Onlangs kwam extremist Abdel Fattah Mourou prediken in de moskee Al Khalil. Op YouTube is een film met zijn preek terug te vinden. Betrokkene wordt volgens diverse bronnen beschouwd als een haatprediker en hij is één van de topmannen binnen de fundamentalistische Ennahda-beweging (Al-Nahda) die van Tunesië een shariastaat wilt maken. Ennahda heeft tevens banden met de radicale Moslimbroederschap uit Egypte. Enige tijd geleden kwam de Saudische extremist Mohamed Al-Arifi in Antwerpen en Brussel moslimjongeren warm maken om te gaan vechten in Syrië tegen het regeringsleger van Assad. Het fenomeen van de haatpredikers is bijzonder onrustwekkend en behoeft een duidelijk antwoord vanwege de overheden. Ook via Facebook en andere sociale netwerken zijn deze predikers actief.

Graag kreeg ik een antwoord op de volgende vragen:

1) Kunt u aangegeven, en dit respectievelijk voor de jongste drie jaar, hoeveel maal op jaarbasis er haatpreken door fundamentalisten werden gegeven in ons land en kunt u aangeven in welke steden deze plaatsvonden, alsook om hoeveel predikers het gaat?

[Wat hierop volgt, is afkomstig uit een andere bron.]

PR #5934, opened 2019-08-14
Add optional parking entry/exit times set by vType parameter

theDivj:
Signed-off-by: theDiv <div@thoda.uk>

Code to optionally allow more realistic parking space entry/exit timings (as-is enters/leaves space in a single sim step) meaning lanes are blocked for longer than a single step for parking, obscuring parking related congestion.

Timings are set by a vType parameter of the form:
manoeuverAngleTimes="10 3.0 4.0,80 1.1 11.0,110 11.0 2.0,170 8.0 2.5,181 3.0 4.0"

Each triplet in the parameter consists of an angle value followed by an entry-time and exit-time. The angles delimit ranges corresponding to the angle between the space and the lane.

In the example above a space that is angled between 0 and 10 degrees from the lane will block the lane for 3 seconds before entering the parking space and for 4 seconds on leaving the space.

(2nd submission reflecting comments on pull #5894)

PR #5956, opened 2019-08-21
Add optional parking entry/exit times set by vType parameter

theDivj:

Code to optionally allow more realistic parking space entry/exit timings (as-is enters/leaves space in a single sim step) meaning lanes are blocked for longer than a single step for parking, obscuring parking related congestion.

Timings are set by a vType parameter of the form:
manoeuverAngleTimes="10 3.0 4.0,80 1.1 11.0,110 11.0 2.0,170 8.0 2.5,181 3.0 4.0"

Each triplet in the parameter consists of an angle value followed by an entry-time and exit-time. The angles delimit ranges corresponding to the angle between the space and the lane.

In the example above a space that is angled between 0 and 10 degrees from the lane will block the lane for 3 seconds before entering the parking space and for 4 seconds on leaving the space.

Code applies to <space> and roadside parking - with onRoad parking only the entry time value for zero degrees is applied because the vehicle is already in the lane.

(submission reflecting comments on pull #5894, #5934)


namdre:
Thanks again for the contribution!

behrisch:
@theDivj We want to add GPLv2+ as a secondary license to sumo and need your permission to also include this (and maybe code from other pull requests) in this license change. If you agree please add a +1 to #6506. This ticket also has more details and if you have questions you can ask them there. Thank you in advance!

PR #5979, opened 2019-08-22
Now it is possible to send parameters from LISA to SUMO

maxidigital:


behrisch:
Maxi is already working on a new version

PR #13180, opened 2023-05-03
Tesselation of polygons with holes.

bcoueraud87:
I can provide coordinates of a polygon with holes if needed. I have tested this code in relation with the JuPedSim coupling.

### DIFF
--- a/src/utils/gui/globjects/GUIPolygon.cpp
+++ b/src/utils/gui/globjects/GUIPolygon.cpp
@@ -39,7 +39,6 @@
 #define CALLBACK
 #endif
 
-
 // ===========================================================================
 // static members
 // ===========================================================================
@@ -119,7 +118,12 @@ TesselatedPolygon::drawTesselation(const PositionVector& shape) const {
     if (myTesselation.empty()) {
         myCurrentTesselated = this;
         // draw the tesselated shape
-        double* points = new double[shape.size() * 3];
+        size_t shapeSize = shape.size() * 3;
+        size_t holesSize = 0;
+        for (PositionVector hole : myHoles) {
+            holesSize += hole.size() * 3;
+        }
+        double* points = new double[shapeSize + holesSize];
         GLUtesselator* tobj = gluNewTess();
 #ifdef _MSC_VER
 #pragma warning(push)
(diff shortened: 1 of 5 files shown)


src/utils/gui/globjects/GUIPolygon.cpp
```diff
@@ -119,7 +118,12 @@ TesselatedPolygon::drawTesselation(const PositionVector& shape) const {
     if (myTesselation.empty()) {
         myCurrentTesselated = this;
         // draw the tesselated shape
-        double* points = new double[shape.size() * 3];
+        size_t shapeSize = shape.size() * 3;
+        size_t holesSize = 0;
+        for (PositionVector hole : myHoles) {
+            holesSize += hole.size() * 3;
+        }
+        double* points = new double[shapeSize + holesSize];
```
behrisch, line 126: I would prefer if you use just one numPoints counter here and if you iterate over the holes with a const reference

bcoueraud87: > I would prefer if you use just one numPoints counter here and if you iterate over the holes with a const reference

I corrected that.

src/utils/gui/globjects/GUIPolygon.cpp
```diff
@@ -150,11 +153,22 @@ TesselatedPolygon::drawTesselation(const PositionVector& shape) const {
             gluTessVertex(tobj, points + 3 * i, points + 3 * i);
         }
         gluTessEndContour(tobj);
-
+        size_t startIndex = shape.size() * 3;
+        for (size_t j = 0; j < myHoles.size(); j++) {
+            PositionVector hole = myHoles[j];
```
behrisch, line 158: Sorry for not mentioning it earlier but the same remark of iterating with a const ref applies here too.

src/utils/gui/globjects/GUIPolygon.cpp
```diff
@@ -150,11 +153,22 @@ TesselatedPolygon::drawTesselation(const PositionVector& shape) const {
...
+            gluTessBeginContour(tobj);
+            for (int i = 0; i < (int)hole.size(); i++) {
+                points[startIndex + 3 * i] = hole[i].x();
+                points[startIndex + 3 * i + 1] = hole[i].y();
+                points[startIndex + 3 * i + 2] = 0.;
+                gluTessVertex(tobj, points + startIndex + 3 * i, points + startIndex + 3 * i);
```
behrisch, line 164: here as well. Please iterate over the vector and increment the startIndex in the loop

src/utils/shapes/SUMOPolygon.h
```diff
@@ -47,6 +47,9 @@ class SUMOPolygon : public Shape, public Parameterised {
     /// @brief friend class
     friend class PolygonDynamics;
 
+    /// @brief Default value for the vector holding the polygon's holes.
+    static const std::vector<PositionVector> DEFAULT_HOLES;
+
     /** @brief Constructor
```
behrisch, line 53: What is that one for?

src/utils/shapes/SUMOPolygon.h
```diff
@@ -109,17 +117,31 @@ class SUMOPolygon : public Shape, public Parameterised {
...
      * @param[in] geo  Whether to write the output in geo-coordinates
      */
     void writeXML(OutputDevice& out, bool geo = false) const;
 
+    /// @brief Return the exterior shape of the polygon.
+    PositionVector& getShapeRef();
+
+    /// @brief Return the holes shapes of the polygon.
+    std::vector<PositionVector>& getHolesRef();
+
```
behrisch, line 137: Why do you need to make the polygon internals modifiable?

src/utils/shapes/SUMOPolygon.h
bcoueraud87: I forgot to remove it I guess.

2) Kunt u aangeven hoeveel van deze haatpredikers in vervolging werden gesteld voor het aanzetten tot haat en het overtreden van de antiracismewetgeving en de antidiscriminatiewetgeving, en dit voor de jongste drie jaar, alsook hoeveel er daadwerkelijk werden veroordeeld? Kunt u deze cijfers duiden en aangeven hoe de handhaving en de daadwerkelijke vervolging kan worden opgedreven?

3) Hoeveel landgenoten nemen heden deel aan gevechten tegen het regime van Assad?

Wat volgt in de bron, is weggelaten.